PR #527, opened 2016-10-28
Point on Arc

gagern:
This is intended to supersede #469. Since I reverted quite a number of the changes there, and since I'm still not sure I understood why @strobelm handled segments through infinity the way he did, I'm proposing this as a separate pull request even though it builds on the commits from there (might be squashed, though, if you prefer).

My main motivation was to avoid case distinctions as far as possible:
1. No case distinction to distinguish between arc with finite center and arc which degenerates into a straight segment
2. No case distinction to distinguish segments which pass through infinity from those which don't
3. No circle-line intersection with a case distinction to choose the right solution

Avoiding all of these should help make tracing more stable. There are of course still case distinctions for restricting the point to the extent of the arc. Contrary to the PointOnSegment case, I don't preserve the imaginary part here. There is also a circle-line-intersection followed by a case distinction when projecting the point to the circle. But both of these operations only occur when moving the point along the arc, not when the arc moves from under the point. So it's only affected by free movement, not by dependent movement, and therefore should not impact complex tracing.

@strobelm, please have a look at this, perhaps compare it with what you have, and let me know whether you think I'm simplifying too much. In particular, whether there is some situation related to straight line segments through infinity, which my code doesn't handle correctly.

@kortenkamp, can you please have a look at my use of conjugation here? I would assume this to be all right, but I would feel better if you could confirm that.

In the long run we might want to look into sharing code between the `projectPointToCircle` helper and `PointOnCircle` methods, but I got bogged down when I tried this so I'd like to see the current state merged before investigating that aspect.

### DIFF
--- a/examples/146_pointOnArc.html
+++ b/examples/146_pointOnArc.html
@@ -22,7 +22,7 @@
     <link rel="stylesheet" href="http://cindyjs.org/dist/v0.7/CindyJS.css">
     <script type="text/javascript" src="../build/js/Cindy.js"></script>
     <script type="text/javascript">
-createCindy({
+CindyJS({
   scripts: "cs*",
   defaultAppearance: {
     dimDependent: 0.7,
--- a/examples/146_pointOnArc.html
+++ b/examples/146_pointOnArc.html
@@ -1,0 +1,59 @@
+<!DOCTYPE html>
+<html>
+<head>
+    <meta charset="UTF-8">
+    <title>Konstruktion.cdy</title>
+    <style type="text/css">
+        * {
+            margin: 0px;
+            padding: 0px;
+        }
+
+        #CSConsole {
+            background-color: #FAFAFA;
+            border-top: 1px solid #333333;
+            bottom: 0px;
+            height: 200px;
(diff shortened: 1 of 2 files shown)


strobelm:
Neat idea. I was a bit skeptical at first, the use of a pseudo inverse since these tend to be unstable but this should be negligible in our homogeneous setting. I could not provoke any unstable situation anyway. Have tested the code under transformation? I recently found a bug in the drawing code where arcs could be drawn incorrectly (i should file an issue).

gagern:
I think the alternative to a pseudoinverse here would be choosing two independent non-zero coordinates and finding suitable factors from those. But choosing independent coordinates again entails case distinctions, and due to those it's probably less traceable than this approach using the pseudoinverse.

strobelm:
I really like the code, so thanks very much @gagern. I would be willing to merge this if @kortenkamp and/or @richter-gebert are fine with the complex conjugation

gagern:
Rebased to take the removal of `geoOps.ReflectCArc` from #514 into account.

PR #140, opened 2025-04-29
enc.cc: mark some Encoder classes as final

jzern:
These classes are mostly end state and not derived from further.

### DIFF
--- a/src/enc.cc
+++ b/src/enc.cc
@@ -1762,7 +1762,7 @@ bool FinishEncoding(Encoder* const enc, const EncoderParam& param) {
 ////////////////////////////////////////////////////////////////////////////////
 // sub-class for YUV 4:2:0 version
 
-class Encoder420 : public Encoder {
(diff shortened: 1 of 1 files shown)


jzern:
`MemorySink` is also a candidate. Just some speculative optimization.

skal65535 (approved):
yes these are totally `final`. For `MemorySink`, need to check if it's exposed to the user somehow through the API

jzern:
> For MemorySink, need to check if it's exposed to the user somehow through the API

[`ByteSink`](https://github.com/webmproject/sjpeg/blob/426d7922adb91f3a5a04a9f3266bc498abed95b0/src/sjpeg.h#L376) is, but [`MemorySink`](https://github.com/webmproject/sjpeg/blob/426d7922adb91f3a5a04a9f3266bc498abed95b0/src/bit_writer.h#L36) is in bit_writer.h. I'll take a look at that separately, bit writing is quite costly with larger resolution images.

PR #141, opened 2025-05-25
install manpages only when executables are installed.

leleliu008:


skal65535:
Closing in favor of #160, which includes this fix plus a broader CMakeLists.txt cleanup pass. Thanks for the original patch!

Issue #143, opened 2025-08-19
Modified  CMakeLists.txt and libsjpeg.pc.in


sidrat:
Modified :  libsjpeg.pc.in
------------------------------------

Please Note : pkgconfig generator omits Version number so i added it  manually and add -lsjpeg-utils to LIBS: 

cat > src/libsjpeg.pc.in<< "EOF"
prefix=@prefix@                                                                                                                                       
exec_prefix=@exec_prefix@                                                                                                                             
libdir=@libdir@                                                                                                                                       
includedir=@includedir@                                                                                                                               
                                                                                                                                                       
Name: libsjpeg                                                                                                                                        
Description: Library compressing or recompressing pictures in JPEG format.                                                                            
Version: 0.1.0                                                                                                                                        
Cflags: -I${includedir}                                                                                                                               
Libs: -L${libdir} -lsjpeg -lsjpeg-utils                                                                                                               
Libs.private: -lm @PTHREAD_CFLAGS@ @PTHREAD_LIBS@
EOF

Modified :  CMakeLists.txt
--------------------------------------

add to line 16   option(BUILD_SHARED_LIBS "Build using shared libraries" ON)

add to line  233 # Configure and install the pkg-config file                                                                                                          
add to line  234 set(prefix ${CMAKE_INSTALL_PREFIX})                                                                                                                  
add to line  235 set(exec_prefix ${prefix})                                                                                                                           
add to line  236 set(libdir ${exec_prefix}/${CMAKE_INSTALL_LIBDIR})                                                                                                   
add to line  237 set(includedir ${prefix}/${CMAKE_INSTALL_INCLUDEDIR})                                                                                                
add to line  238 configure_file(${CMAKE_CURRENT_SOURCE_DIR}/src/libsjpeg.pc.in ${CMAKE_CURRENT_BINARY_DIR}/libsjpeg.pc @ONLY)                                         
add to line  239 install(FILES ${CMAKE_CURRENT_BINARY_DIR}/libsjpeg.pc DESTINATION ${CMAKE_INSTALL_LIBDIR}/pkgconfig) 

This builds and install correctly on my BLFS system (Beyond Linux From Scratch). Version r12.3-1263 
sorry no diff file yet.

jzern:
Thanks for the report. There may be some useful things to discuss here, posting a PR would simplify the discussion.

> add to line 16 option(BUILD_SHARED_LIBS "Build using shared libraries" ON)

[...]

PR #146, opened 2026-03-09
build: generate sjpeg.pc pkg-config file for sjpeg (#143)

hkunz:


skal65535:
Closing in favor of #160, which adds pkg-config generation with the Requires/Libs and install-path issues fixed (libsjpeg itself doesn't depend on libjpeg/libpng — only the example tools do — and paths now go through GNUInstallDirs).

============

# WORK INSTRUCTIONS
Please return all of the entries exactly as they were given.

# TASK ANSWER
PR #527, opened 2016-10-28
Point on Arc

gagern:
This is intended to supersede #469. Since I reverted quite a number of the changes there, and since I'm still not sure I understood why @strobelm handled segments through infinity the way he did, I'm proposing this as a separate pull request even though it builds on the commits from there (might be squashed, though, if you prefer).

My main motivation was to avoid case distinctions as far as possible:
1. No case distinction to distinguish between arc with finite center and arc which degenerates into a straight segment
2. No case distinction to distinguish segments which pass through infinity from those which don't
3. No circle-line intersection with a case distinction to choose the right solution

Avoiding all of these should help make tracing more stable. There are of course still case distinctions for restricting the point to the extent of the arc. Contrary to the PointOnSegment case, I don't preserve the imaginary part here. There is also a circle-line-intersection followed by a case distinction when projecting the point to the circle. But both of these operations only occur when moving the point along the arc, not when the arc moves from under the point. So it's only affected by free movement, not by dependent movement, and therefore should not impact complex tracing.

@strobelm, please have a look at this, perhaps compare it with what you have, and let me know whether you think I'm simplifying too much. In particular, whether there is some situation related to straight line segments through infinity, which my code doesn't handle correctly.

@kortenkamp, can you please have a look at my use of conjugation here? I would assume this to be all right, but I would feel better if you could confirm that.

In the long run we might want to look into sharing code between the `projectPointToCircle` helper and `PointOnCircle` methods, but I got bogged down when I tried this so I'd like to see the current state merged before investigating that aspect.

### DIFF
--- a/examples/146_pointOnArc.html
+++ b/examples/146_pointOnArc.html
@@ -22,7 +22,7 @@
     <link rel="stylesheet" href="http://cindyjs.org/dist/v0.7/CindyJS.css">
     <script type="text/javascript" src="../build/js/Cindy.js"></script>
     <script type="text/javascript">
-createCindy({
+CindyJS({
   scripts: "cs*",
   defaultAppearance: {
     dimDependent: 0.7,
--- a/examples/146_pointOnArc.html
+++ b/examples/146_pointOnArc.html
@@ -1,0 +1,59 @@
+<!DOCTYPE html>
+<html>
+<head>
+    <meta charset="UTF-8">
+    <title>Konstruktion.cdy</title>
+    <style type="text/css">
+        * {
+            margin: 0px;
+            padding: 0px;
+        }
+
+        #CSConsole {
+            background-color: #FAFAFA;
+            border-top: 1px solid #333333;
+            bottom: 0px;
+            height: 200px;
(diff shortened: 1 of 2 files shown)


strobelm:
Neat idea. I was a bit skeptical at first, the use of a pseudo inverse since these tend to be unstable but this should be negligible in our homogeneous setting. I could not provoke any unstable situation anyway. Have tested the code under transformation? I recently found a bug in the drawing code where arcs could be drawn incorrectly (i should file an issue).

gagern:
I think the alternative to a pseudoinverse here would be choosing two independent non-zero coordinates and finding suitable factors from those. But choosing independent coordinates again entails case distinctions, and due to those it's probably less traceable than this approach using the pseudoinverse.

strobelm:
I really like the code, so thanks very much @gagern. I would be willing to merge this if @kortenkamp and/or @richter-gebert are fine with the complex conjugation

gagern:
Rebased to take the removal of `geoOps.ReflectCArc` from #514 into account.

PR #140, opened 2025-04-29
enc.cc: mark some Encoder classes as final

jzern:
These classes are mostly end state and not derived from further.

### DIFF
--- a/src/enc.cc
+++ b/src/enc.cc
@@ -1762,7 +1762,7 @@ bool FinishEncoding(Encoder* const enc, const EncoderParam& param) {
 ////////////////////////////////////////////////////////////////////////////////
 // sub-class for YUV 4:2:0 version
 
-class Encoder420 : public Encoder {
(diff shortened: 1 of 1 files shown)


jzern:
`MemorySink` is also a candidate. Just some speculative optimization.

skal65535 (approved):
yes these are totally `final`. For `MemorySink`, need to check if it's exposed to the user somehow through the API

jzern:
> For MemorySink, need to check if it's exposed to the user somehow through the API

[`ByteSink`](https://github.com/webmproject/sjpeg/blob/426d7922adb91f3a5a04a9f3266bc498abed95b0/src/sjpeg.h#L376) is, but [`MemorySink`](https://github.com/webmproject/sjpeg/blob/426d7922adb91f3a5a04a9f3266bc498abed95b0/src/bit_writer.h#L36) is in bit_writer.h. I'll take a look at that separately, bit writing is quite costly with larger resolution images.

PR #141, opened 2025-05-25
install manpages only when executables are installed.

leleliu008:


skal65535:
Closing in favor of #160, which includes this fix plus a broader CMakeLists.txt cleanup pass. Thanks for the original patch!

Issue #143, opened 2025-08-19
Modified  CMakeLists.txt and libsjpeg.pc.in


sidrat:
Modified :  libsjpeg.pc.in
------------------------------------

Please Note : pkgconfig generator omits Version number so i added it  manually and add -lsjpeg-utils to LIBS: 

cat > src/libsjpeg.pc.in<< "EOF"
prefix=@prefix@                                                                                                                                       
exec_prefix=@exec_prefix@                                                                                                                             
libdir=@libdir@                                                                                                                                       
includedir=@includedir@                                                                                                                               
                                                                                                                                                       
Name: libsjpeg                                                                                                                                        
Description: Library compressing or recompressing pictures in JPEG format.                                                                            
Version: 0.1.0                                                                                                                                        
Cflags: -I${includedir}                                                                                                                               
Libs: -L${libdir} -lsjpeg -lsjpeg-utils                                                                                                               
Libs.private: -lm @PTHREAD_CFLAGS@ @PTHREAD_LIBS@
EOF

Modified :  CMakeLists.txt
--------------------------------------

add to line 16   option(BUILD_SHARED_LIBS "Build using shared libraries" ON)

add to line  233 # Configure and install the pkg-config file                                                                                                          
add to line  234 set(prefix ${CMAKE_INSTALL_PREFIX})                                                                                                                  
add to line  235 set(exec_prefix ${prefix})                                                                                                                           
add to line  236 set(libdir ${exec_prefix}/${CMAKE_INSTALL_LIBDIR})                                                                                                   
add to line  237 set(includedir ${prefix}/${CMAKE_INSTALL_INCLUDEDIR})                                                                                                
add to line  238 configure_file(${CMAKE_CURRENT_SOURCE_DIR}/src/libsjpeg.pc.in ${CMAKE_CURRENT_BINARY_DIR}/libsjpeg.pc @ONLY)                                         
add to line  239 install(FILES ${CMAKE_CURRENT_BINARY_DIR}/libsjpeg.pc DESTINATION ${CMAKE_INSTALL_LIBDIR}/pkgconfig) 

This builds and install correctly on my BLFS system (Beyond Linux From Scratch). Version r12.3-1263 
sorry no diff file yet.

jzern:
Thanks for the report. There may be some useful things to discuss here, posting a PR would simplify the discussion.

> add to line 16 option(BUILD_SHARED_LIBS "Build using shared libraries" ON)

[...]

PR #146, opened 2026-03-09
build: generate sjpeg.pc pkg-config file for sjpeg (#143)

hkunz:


skal65535:
Closing in favor of #160, which adds pkg-config generation with the Requires/Libs and install-path issues fixed (libsjpeg itself doesn't depend on libjpeg/libpng — only the example tools do — and paths now go through GNUInstallDirs).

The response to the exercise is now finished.